# replacement clutch selector



## PhiberOptix (Oct 5, 2009)

Disaster the plastic clutch selector broke






so had to make a new one this time from mild steel

drilled out the bulk of it





bored out and knurled





Drilling the screw holes in a dividing head





countersinking the screw holes





and fitted back on and packed with grease


----------



## ariz (Oct 6, 2009)

uhmmm, your machines seem to change from time to time... 

joke apart, well done Phiberoptix


----------



## PhiberOptix (Oct 6, 2009)

ariz  said:
			
		

> uhmmm, your machines seem to change from time to time...

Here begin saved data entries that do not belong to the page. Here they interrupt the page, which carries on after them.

PR #2260, opened 2019-02-04
Rule S138: Procedures should not have too many lines of code

### LINKED ISSUE #2051: Rule S138: Rule: Functions should not have too many lines of code
### Description

Implements https://jira.sonarsource.com/browse/RSPEC-138

Evangelink:
Fix #2051


sonaranalyzer-dotnet/tests/SonarAnalyzer.UnitTest/TestCases/MethodsShouldNotHaveTooManyLines_CustomValues.vb
```diff
@@ -0,0 +1,54 @@
+﻿Imports System
+Imports System.Collections.Generic
+Imports System.Linq
+Imports System.Text
+
+Namespace Tests.TestCases
+    Class Foo
+        Public Sub Test() ' Noncompliant {{This method 'Test' has 6 lines, which is greater than the 2 lines authorized. Split it into smaller procedures.}}
```
andrei-epure-sonarsource: should add test with 2 lines as well

sonaranalyzer-dotnet/tests/SonarAnalyzer.UnitTest/Rules/MethodsShouldNotHaveTooManyLinesTest.cs
```diff
@@ -29,26 +29,51 @@ public class MethodsShouldNotHaveTooManyLinesTest
...
+            Verifier.VerifyNoIssueReportedInTest(@"TestCases\MethodsShouldNotHaveTooManyLines_DefaultValues.cs",
                 new MethodsShouldNotHaveTooManyLines());
         }
+
+        [TestMethod]
+        [TestCategory("Rule")]
+        public void MethodsShouldNotHaveTooManyLines_DefaultValues_VB()
+        {
+            Verifier.VerifyAnalyzer(@"TestCases\MethodsShouldNotHaveTooManyLines_DefaultValues.vb",
+                new SonarAnalyzer.Rules.VisualBasic.MethodsShouldNotHaveTooManyLines());
```
andrei-epure-sonarsource: extract namespace in nice and pretty

```
using CS = SonarAnalyzer.Rules.CSharp;
using VB = SonarAnalyzer.Rules.VisualBasic;
```

sonaranalyzer-dotnet/src/SonarAnalyzer.VisualBasic/Rules/MethodsShouldNotHaveTooManyLines.cs
```diff
@@ -0,0 +1,93 @@
...
+namespace SonarAnalyzer.Rules.VisualBasic
+{
+    [DiagnosticAnalyzer(LanguageNames.VisualBasic)]
+    [Rule(DiagnosticId)]
+    public sealed class MethodsShouldNotHaveTooManyLines
+        : MethodsShouldNotHaveTooManyLinesBase<SyntaxKind, MethodBlockBaseSyntax>
+    {
+        private static readonly DiagnosticDescriptor rule =
+            DiagnosticDescriptorBuilder.GetDescriptor(DiagnosticId, MessageFormat, RspecStrings.ResourceManager);
+        public override ImmutableArray<DiagnosticDescriptor> SupportedDiagnostics => ImmutableArray.Create(rule);
```
andrei-epure-sonarsource: above is static field, this is property, ideally should have a line between

we should change the generator to generate code with `{ get; } = value;` syntax to initialize it

andrei-epure-sonarsource:
```suggestion
        public override ImmutableArray<DiagnosticDescriptor> SupportedDiagnostics { get; } = ImmutableArray.Create(rule);
```

sonaranalyzer-dotnet/src/SonarAnalyzer.VisualBasic/Rules/MethodsShouldNotHaveTooManyLines.cs
```diff
@@ -0,0 +1,93 @@
...
+
+        protected override GeneratedCodeRecognizer GeneratedCodeRecognizer =>
```
andrei-epure-sonarsource: `         protected override GeneratedCodeRecognizer GeneratedCodeRecognizer { get; } = VisualBasicGeneratedCodeRecognizer.Instance;`

sonaranalyzer-dotnet/src/SonarAnalyzer.VisualBasic/Rules/MethodsShouldNotHaveTooManyLines.cs
```diff
@@ -0,0 +1,93 @@
...
+                SyntaxKind.FunctionBlock
+            };
+
+        protected override string MethodKeyword { get; } = "procedures";
+
+        protected override IEnumerable<SyntaxToken> GetMethodTokens(MethodBlockBaseSyntax baseMethodDeclaration) =>
+            baseMethodDeclaration.Statements.SelectMany(s => s.DescendantTokens())
+                ?? Enumerable.Empty<SyntaxToken>();
+
+        protected override SyntaxToken? GetMethodIdentifierToken(MethodBlockBaseSyntax baseMethodDeclaration) =>
```
andrei-epure-sonarsource: can the method not have an identifier? did you add test coverage for this case?

sonaranalyzer-dotnet/src/SonarAnalyzer.VisualBasic/Rules/MethodsShouldNotHaveTooManyLines.cs
```diff
@@ -0,0 +1,93 @@
...
+            var declaration = identifierToken.Parent;
+            if (declaration.IsKind(SyntaxKind.SubNewStatement))
+            {
+                return $"constructor";
+            }
+
+            var identifierName = identifierToken.ValueText;
+            if (identifierName == null)
+            {
+                return "procedure";
```
andrei-epure-sonarsource: add test for this

sonaranalyzer-dotnet/src/SonarAnalyzer.Common/Rules/MethodsShouldNotHaveTooManyLinesBase.cs
```diff
@@ -0,0 +1,84 @@
...
+
+        protected sealed override void Initialize(ParameterLoadingAnalysisContext context)
+        {
+            context.RegisterSyntaxNodeActionInNonGenerated(
+                GeneratedCodeRecognizer,
+                c =>
+                {
+                    if (Max < 2)
+                    {
+                        throw new ArgumentOutOfRangeException(
```
andrei-epure-sonarsource: add test

sonaranalyzer-dotnet/src/SonarAnalyzer.CSharp/Rules/MethodsShouldNotHaveTooManyLines.cs
```diff
@@ -34,86 +33,60 @@ namespace SonarAnalyzer.Rules.CSharp
...
+        protected override SyntaxToken? GetMethodIdentifierToken(BaseMethodDeclarationSyntax baseMethodDeclaration) =>
+            baseMethodDeclaration?.GetIdentifierOrDefault();
+
+        protected override string GetMethodKindAndName(SyntaxToken identifierToken)
         {
-            var identifierName = baseMethodDeclaration.GetIdentifierOrDefault()?.ValueText;
+            var identifierName = identifierToken.ValueText;
             if (identifierName == null)
             {
                 return "method";
```
andrei-epure-sonarsource: is this covered with a test?

sonaranalyzer-dotnet/src/SonarAnalyzer.VisualBasic/Rules/MethodsShouldNotHaveTooManyLines.cs
Evangelink: There is no point in changing this `=>` to a `{ get; } =` as this is just returning the value of another property.

sonaranalyzer-dotnet/src/SonarAnalyzer.VisualBasic/Rules/MethodsShouldNotHaveTooManyLines.cs
Evangelink: I always put them without any blank line because they are really tight. 

Regarding the change from `=>` to `{ get; }` this is a good suggestion but I'd rather do that in a separate commit changing all instances instead of having different styling.

sonaranalyzer-dotnet/src/SonarAnalyzer.CSharp/Rules/MethodsShouldNotHaveTooManyLines.cs
andrei-epure-sonarsource: you should also add a test for C# with NullOrEmpty identifier name (fix the leak!)

Evangelink: @andrei-epure-sonarsource I don't see why this is showing `== null` because the code is `NullOrEmpty` check.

 :big: :big: 'MY' machines if only.... ;D
 I can only wish for machines like these lol, 
ONLY the top and bottom pic are of my machine 

the rest are at a friends engineering company's workshop where they have already got 
3 cnc mills all XYZ's and 
a manual bridgeport clone 
3 large manual lathes 
a capstan lathe 
and a xyz cnc lathe and more to come

I keep threatening to move my hammock in 
I would become a permanent fixture... Now if only I could get away with it 

Regards
Andy


----------



## Tin Falcon (Oct 6, 2009)

> I would become a permanent fixture... Now if only I could get away with it Wink
> 
> Regards
> Andy


Tell them they NEED a night watchman or a sitter LOL
Tin


----------



## RobWilson (Oct 6, 2009)

Very nice Andy 
thats will last allot longer ;D
regards Rob


----------